START THE DATA

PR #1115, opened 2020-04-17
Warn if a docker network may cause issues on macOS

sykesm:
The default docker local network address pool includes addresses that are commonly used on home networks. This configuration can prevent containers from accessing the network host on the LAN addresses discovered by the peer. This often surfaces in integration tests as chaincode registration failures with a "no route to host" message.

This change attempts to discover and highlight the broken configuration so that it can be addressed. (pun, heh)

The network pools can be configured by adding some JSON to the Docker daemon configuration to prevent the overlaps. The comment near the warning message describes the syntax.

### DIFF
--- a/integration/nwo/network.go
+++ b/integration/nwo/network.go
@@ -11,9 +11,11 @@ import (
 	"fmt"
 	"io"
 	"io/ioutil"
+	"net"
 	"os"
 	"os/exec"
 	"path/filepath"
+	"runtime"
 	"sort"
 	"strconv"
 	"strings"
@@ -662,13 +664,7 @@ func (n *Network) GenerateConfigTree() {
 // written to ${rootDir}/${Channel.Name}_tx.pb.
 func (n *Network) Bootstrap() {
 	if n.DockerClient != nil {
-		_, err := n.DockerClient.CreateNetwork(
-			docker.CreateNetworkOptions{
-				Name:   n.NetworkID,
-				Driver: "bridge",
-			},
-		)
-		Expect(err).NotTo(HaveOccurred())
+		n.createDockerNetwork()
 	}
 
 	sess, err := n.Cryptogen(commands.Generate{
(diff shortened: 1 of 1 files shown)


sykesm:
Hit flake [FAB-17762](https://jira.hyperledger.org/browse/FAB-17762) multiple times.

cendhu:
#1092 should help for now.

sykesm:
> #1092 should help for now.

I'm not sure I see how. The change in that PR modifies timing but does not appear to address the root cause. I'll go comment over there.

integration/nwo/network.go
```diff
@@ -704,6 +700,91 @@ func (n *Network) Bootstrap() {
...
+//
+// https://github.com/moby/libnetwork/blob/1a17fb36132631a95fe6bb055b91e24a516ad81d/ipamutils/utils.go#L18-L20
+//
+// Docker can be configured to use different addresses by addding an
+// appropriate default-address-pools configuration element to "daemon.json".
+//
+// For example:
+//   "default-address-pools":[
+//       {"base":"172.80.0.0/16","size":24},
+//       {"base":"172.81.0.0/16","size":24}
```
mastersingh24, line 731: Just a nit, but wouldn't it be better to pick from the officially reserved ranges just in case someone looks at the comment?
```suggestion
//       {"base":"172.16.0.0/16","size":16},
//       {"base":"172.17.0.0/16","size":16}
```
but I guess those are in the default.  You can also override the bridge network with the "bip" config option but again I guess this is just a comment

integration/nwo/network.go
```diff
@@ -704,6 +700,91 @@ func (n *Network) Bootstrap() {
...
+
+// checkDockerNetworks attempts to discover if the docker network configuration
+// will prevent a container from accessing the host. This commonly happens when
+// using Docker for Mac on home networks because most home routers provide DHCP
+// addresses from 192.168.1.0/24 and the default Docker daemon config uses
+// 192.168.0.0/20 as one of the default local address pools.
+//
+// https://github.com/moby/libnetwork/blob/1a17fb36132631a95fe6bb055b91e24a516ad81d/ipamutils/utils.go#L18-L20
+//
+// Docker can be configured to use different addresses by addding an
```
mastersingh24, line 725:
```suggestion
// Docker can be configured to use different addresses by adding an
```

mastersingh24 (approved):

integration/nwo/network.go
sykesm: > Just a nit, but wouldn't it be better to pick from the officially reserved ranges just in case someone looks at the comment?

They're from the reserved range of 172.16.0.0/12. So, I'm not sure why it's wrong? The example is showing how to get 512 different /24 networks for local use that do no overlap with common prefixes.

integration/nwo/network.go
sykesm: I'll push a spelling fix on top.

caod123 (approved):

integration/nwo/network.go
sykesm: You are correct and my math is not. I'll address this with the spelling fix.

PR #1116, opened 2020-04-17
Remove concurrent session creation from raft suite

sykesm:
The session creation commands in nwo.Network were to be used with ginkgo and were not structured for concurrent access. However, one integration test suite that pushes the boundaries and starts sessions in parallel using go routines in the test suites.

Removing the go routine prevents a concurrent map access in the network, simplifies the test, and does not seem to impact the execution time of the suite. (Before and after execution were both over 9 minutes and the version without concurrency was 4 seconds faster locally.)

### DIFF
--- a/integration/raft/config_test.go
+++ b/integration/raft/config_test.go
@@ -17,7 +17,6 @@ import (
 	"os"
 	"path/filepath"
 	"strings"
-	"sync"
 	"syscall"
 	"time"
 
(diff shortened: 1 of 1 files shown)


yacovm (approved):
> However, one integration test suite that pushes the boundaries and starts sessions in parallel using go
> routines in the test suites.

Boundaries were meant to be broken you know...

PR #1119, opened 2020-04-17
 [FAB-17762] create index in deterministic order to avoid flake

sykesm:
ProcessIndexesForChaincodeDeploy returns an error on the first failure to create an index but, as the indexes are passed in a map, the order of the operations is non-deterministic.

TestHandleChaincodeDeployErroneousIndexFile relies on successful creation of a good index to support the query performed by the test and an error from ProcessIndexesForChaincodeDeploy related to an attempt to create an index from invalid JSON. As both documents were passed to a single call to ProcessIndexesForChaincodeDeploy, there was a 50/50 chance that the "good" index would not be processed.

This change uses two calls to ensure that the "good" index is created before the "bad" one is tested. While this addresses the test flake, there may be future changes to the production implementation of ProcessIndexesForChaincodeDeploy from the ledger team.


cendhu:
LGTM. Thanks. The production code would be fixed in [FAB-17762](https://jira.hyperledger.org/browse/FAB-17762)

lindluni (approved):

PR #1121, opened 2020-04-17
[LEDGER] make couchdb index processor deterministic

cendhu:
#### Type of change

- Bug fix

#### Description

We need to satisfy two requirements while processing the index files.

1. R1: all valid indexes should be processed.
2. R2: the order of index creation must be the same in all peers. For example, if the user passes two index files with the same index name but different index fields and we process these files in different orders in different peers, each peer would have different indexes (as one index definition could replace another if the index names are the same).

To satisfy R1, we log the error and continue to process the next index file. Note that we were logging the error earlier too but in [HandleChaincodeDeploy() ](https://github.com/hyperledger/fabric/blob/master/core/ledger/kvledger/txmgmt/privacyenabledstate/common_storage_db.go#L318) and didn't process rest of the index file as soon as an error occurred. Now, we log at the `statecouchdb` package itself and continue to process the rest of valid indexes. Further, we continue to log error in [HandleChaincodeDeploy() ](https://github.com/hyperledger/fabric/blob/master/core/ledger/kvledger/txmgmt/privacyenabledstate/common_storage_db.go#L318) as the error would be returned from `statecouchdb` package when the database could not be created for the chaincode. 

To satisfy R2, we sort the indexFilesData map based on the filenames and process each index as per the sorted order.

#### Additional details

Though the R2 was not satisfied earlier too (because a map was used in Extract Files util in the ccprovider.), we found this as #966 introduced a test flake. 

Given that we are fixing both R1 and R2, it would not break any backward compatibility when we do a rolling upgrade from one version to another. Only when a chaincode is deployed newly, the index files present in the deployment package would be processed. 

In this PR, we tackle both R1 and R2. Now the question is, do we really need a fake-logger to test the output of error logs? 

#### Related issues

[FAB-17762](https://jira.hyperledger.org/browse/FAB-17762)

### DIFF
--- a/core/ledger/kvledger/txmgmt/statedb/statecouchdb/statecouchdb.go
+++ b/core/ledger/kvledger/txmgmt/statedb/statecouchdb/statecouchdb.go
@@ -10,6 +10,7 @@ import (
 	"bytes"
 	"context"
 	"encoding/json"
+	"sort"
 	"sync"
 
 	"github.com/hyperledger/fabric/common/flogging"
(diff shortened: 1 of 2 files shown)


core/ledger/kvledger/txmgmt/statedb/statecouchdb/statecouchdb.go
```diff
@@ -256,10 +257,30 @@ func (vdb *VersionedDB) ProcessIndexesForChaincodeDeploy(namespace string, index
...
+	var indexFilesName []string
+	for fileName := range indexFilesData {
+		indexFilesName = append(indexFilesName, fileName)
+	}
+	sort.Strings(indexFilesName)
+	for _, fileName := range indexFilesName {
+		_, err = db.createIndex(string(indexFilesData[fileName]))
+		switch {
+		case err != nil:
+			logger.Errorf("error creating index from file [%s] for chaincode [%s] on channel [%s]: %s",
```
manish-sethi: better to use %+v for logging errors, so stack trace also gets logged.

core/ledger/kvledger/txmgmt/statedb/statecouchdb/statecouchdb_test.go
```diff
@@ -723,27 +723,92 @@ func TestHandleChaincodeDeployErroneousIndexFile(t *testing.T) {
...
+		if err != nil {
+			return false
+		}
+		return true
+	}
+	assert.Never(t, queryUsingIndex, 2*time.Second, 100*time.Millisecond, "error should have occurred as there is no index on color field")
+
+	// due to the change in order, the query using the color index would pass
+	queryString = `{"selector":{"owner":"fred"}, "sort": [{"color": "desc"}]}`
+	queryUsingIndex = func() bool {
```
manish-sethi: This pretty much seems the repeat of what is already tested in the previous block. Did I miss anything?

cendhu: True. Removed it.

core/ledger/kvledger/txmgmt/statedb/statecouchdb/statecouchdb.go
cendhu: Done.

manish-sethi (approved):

END THE DATA

AIM OF THE TASK => Above are the records; copy each line from them that includes the string "color".

PROBLEM SOLUTION =>
+	assert.Never(t, queryUsingIndex, 2*time.Second, 100*time.Millisecond, "error should have occurred as there is no index on color field")
+	// due to the change in order, the query using the color index would pass
+	queryString = `{"selector":{"owner":"fred"}, "sort": [{"color": "desc"}]}`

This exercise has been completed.